Still, I try to take what I can get, and steer things towards the picturesque when possible. What I usually end up with is some mish-mash collection of people and landscapes, intimate candids with family and sweeping views of mountains, oceans, or waterfalls. This mish-mash, while sometimes not constituting a cohesive story with a strong narrative thread, neverless represents rather accurately our travels and our lives.
I think the key to good travel photography–whether personal or professional–is to communicate your experience and the essence of it in the places you visited. It should tell a story, it should communicate a feeling, it should be an expression of yourself. I personally find that when traveling, I have a more documentary, run-and-gun style of shooting. I tend towards black and white, and with the OM-D, I generally tend towards JPEGs over RAW for a variety of reasons, not all of which I can articulate. I hope they communicate our experience, and I hope that they’re compelling images. And if not, then I still have them for myself! :-)
The wonderful thing about a compact, mirrorless camera like the OM-D is that you can walk, hike, and travel relatively unencumbered. My whole Olympus kit fit in a small bag that fit in my backpack along with all of my other carry-on stuff for the plane (laptop, magazines, etc). I can carry it around on my shoulder all day and forget that it’s there. I believe it allows you to experience your travels more fully, as you are not constantly conscious of the camera (and it is also less conspicuous when photographing others).

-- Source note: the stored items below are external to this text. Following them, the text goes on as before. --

PR #2856, opened 2022-11-06
Make input manifest ci checks accept commit id as refs

peterzhuamazon:

### Description
Make input manifest ci checks accept commit id as refs

### Issues Resolved
https://github.com/opensearch-project/opensearch-build/issues/2649

### DIFF
--- a/src/ci_workflow/ci_check_list.py
+++ b/src/ci_workflow/ci_check_list.py
@@ -14,6 +14,7 @@ from ci_workflow.ci_target import CiTarget
 class CiCheckList(ABC):
     def __init__(self, component: Any, target: CiTarget) -> None:
         self.component = component
+        self.component_ref_is_commit = True if len(self.component.ref) == 40 and int(self.component.ref, 16) else False
         self.target = target
 
     @abstractmethod
--- a/src/ci_workflow/ci_check_list_source_ref.py
+++ b/src/ci_workflow/ci_check_list_source_ref.py
@@ -7,8 +7,10 @@
 
 import logging
 import subprocess
+import os
 
 from ci_workflow.ci_check_list import CiCheckList
+from git.git_repository import GitRepository
 
 
 class CiCheckListSourceRef(CiCheckList):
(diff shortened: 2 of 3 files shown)


src/ci_workflow/ci_check_list.py
```diff
@@ -14,6 +15,11 @@
 class CiCheckList(ABC):
     def __init__(self, component: Any, target: CiTarget) -> None:
         self.component = component
+        try:
+            self.component_ref_is_commit = True if len(self.component.ref) == 40 and int(self.component.ref, 16) else False
```
zelinh, line 19: I think the length check and hexa-decimal int check don't mean the ref exists in the repo. Maybe we say this is a valid sha1 commit here, but we would check if this commit ref exists in the component repo with the `check()` method below.

peterzhuamazon: The check starts on line 36 of src/ci_workflow/ci_check_list_source_ref.py.
The check here is to ensure it is sha1 before it reach the check stage.

peterzhuamazon: Talked to @zelinh we will change component_ref_is_commit to component_ref_is_sha1 to reduce confusion before reaching the actual check stage.

zelinh (approved):
LGTM. Had offline discussion with @peterzhuamazon. This would be performed when checks in input manifest are absent.

dblock (commented):
This should have been implemented differently by adding two subclasses of `CiCheckListSourceRef`, one that has a ref as SHA1 and another that doesn't, instead of all these `ifs` and creating the right instance thereof accordingly. Care to refactor this @zelinh?

peterzhuamazon:
> This should have been implemented differently by adding two subclasses of `CiCheckListSourceRef`, one that has a ref as SHA1 and another that doesn't, instead of all these `ifs` and creating the right instance thereof accordingly. Care to refactor this @zelinh?

This is a temp measure to unblock 2.4.0.
We will refactor it later on.

Thanks.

Traveling is often a great opportunity for photographers because it presents new subjects, situations, geography, architecture. There are things that are strange and unfamiliar, routines that are altered. Discovery. Newness. Excitement. It can be a breath of fresh air. Sometimes you can bring that renewed perspective home with with you and see the familiar anew. When you travel somewhere familiar and do familiar things, remember that your ordinary is not everyone’s ordinary. What may be everyday to you may be inspiring, compelling, or intriguing to others.
It is that duality in my own West Coast mish-mash photography, I think, that appeals to me–there are the personal, intimate, moments with familiar faces, and then the freshness of new experience.
On the most basic level, I just love to travel and see new places. Being a photographer, it is only natural that I bring the camera along. I enjoy sharing my experiences, and I enjoy reliving them through photographs. I also enjoy those moments that don’t get photographed and live on only in memory.
Long ago, before I discovered cameras and photography, I believed that it was more important to experience a time and a place than to photograph it, and that the memories were actually richer if not captured. Since, I obviously take a camera with me everywhere. Still, I believe in my original philosophy, and increasingly, I find myself putting the camera away at certain times, and living in the moment, drinking in the other senses all around me–the salty, briny smell of the wind off the ocean; the quiet roar of waves crashing on the sand; the murmur of life going by outside my hotel window while I sit inside, watchful over my ailing child. Every experience, every day, every commonplace thing–they are all important. They are the grains of sand, the broken shells and pebbles, the kelp and rocks and tiny creatures that make up the vibrant beach of your life.